= Chelo (American singer) =

American singer, rapper, and choreographer

Jose Mejias, better known as Chelo, is an American singer, rapper and choreographer based in Miami Beach, Florida, signed with Sony BMG as a solo artist. His debut album is 360°, and fuses hip hop, go-go and Latin music. The album is recorded in both English and Spanish. He is of Puerto Rican descent. His single "Cha Cha" was nominated for two Billboard Latin Music Awards.

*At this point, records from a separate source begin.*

PR #2211, opened 2026-03-23
fix: preserve loaded LazyCrc during incremental snapshot updates

rliao147:

Incremental snapshot updates (`try_new_from_impl`) created two `LazyCrc` instances from the same CRC file — one for P&M reading and a second LazyCRC for the final snapshot. The loaded CRC data was discarded, so `compute_post_commit_crc` could not find it. This broke CRC chaining for non-clustered tables after an incremental snapshot update.

The fix determines the CRC file upfront (preferring the new segment's, falling back to the old segment's), reuses the old snapshot's `LazyCrc` when the version matches, and uses a single `LazyCrc` for both P&M reading and the final snapshot.

1. test_incremental_snapshot_preserves_loaded_crc`: CRC survives incremental update and chains through a subsequent commit
2. `test_incremental_snapshot_old_crc_no_new_crc`: old CRC is preserved but not reported as loaded at new version (version mismatch)
3. `test_snapshot_new_from_crc`: updated to verify old CRC falls back correctly when new segment has no CRC
4. existing tests pass

### DIFF
--- a/kernel/src/snapshot.rs
+++ b/kernel/src/snapshot.rs
@@ -705,6 +705,14 @@ impl Snapshot {
         self.lazy_crc.cached.get()?.get().map(|arc| arc.as_ref())
     }
 
+    /// Returns the CRC version tracked by this snapshot's LazyCrc, if any.
+    ///
+    /// This is a test-only helper for integration tests to inspect the CRC version.
+    #[cfg(any(test, feature = "test-utils"))]
+    pub fn crc_version_for_testing(&self) -> Option<Version> {
+        self.lazy_crc.crc_version()
+    }
+
     /// Writes a version checksum (CRC) file for this snapshot. Writers should call this after
     /// every commit because checksums enable faster snapshot loading and table state validation.
     ///
--- a/kernel/tests/crc.rs
+++ b/kernel/tests/crc.rs
@@ -533,12 +533,13 @@ async fn test_incremental_snapshot_preserves_loaded_crc() -> DeltaResult<()> {
     let incremental_v1 = Snapshot::builder_from(fresh_v0).build(engine.as_ref())?;
     assert_eq!(incremental_v1.version(), 1);
 
-    // The CRC should be loaded from the incremental update (not discarded)
+    // The CRC at v1 should be loaded from the incremental update (not discarded)
+    assert_eq!(incremental_v1.crc_version_for_testing(), Some(1));
     assert!(
         incremental_v1
             .get_current_crc_if_loaded_for_testing()
             .is_some(),
-        "CRC should be loaded after incremental snapshot update with CRC file at target version"
+        "CRC should be loaded at v1 after incremental snapshot update"
     );
 
     // Committing from this snapshot should produce a post-commit CRC (proves


kernel/src/snapshot.rs
scottsand-db: - old: 10.checkpoint, 11 to 15.json, 15.crc
- new: 16.checkpoint, 17 to 20.json // no CRC
- latest_crc_file --> 15.crc // WRONG

scottsand-db: we can delete this or else

kernel/src/snapshot.rs
```diff
@@ -274,7 +274,8 @@ impl Snapshot {
 
         // we have new commits and no new checkpoint: we replay new commits for P+M and then
         // create a new snapshot by combining LogSegments and building a new TableConfiguration
-        let lazy_crc = Arc::new(LazyCrc::new(new_log_segment.listed.latest_crc_file.clone()));
+        let new_log_segment_crc_file = new_log_segment.listed.latest_crc_file.clone();
```
scottsand-db: - old: 10.checkpoint, 11 to 15.json, 15.crc
- new: 12.checkpoint, 13 to 17.json, 15.crc // Same CRC
The goal: NO IO for the CRC -- old snapshot has that crc in memory (pre-parsed) -- we should just use it -- no io

kernel/src/snapshot.rs
```diff
@@ -274,7 +274,8 @@ impl Snapshot {
...
+        let lazy_crc = Arc::new(LazyCrc::new(new_log_segment_crc_file.clone()));
         let (new_metadata, new_protocol) =
```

Chelo grew up in San Juan, Puerto Rico, the only child of an accountant and a secretary. His father put him in as a guest conga player in his salsa band, and young Chelo also would sing at family events. Chelo was asked by reggaeton star Daddy Yankee to assist him as a choreographer while still in high school, which led to his joining the groups Jyve V and Mexican ATM, which both had songs in the Billboard Latin Top 40.

- Cha Cha (2006)
- Yummy (2006)
- Un Corazón (2007)

"Yummy" was the second single released, which can be found on his debut album, 360°. The song was featured at the end of the video for "Cha Cha." In the full version of the video, Miss Universe 2006 winner Zuleyka Rivera was featured in a cameo. In the remix version it features American rapper Too Short. The song was not as successful as his first single, peaking at #48 on the Billboard Hot Latin Tracks chart."Un Corazón" (translated as One Heart) the third single released, from his debut album 360°. The song samples "La Murga" by Héctor Lavoe. It was a moderate success in Europe, however not in the US, where his previous single, "Yummy" performed better.

==Discography==

| Album information |
|---|
| 360° Release: June 27, 2006; Label: Sony BMG Latin; Singles: "Cha Cha", "Yummy", "Un Corazón"; |

==Other==
Chelo sang at Miss Universe 2006, Zuleyka Rivera's homecoming in Puerto Rico. The song "Cha Cha" is a playable track in the rhythm game Samba De Amigo.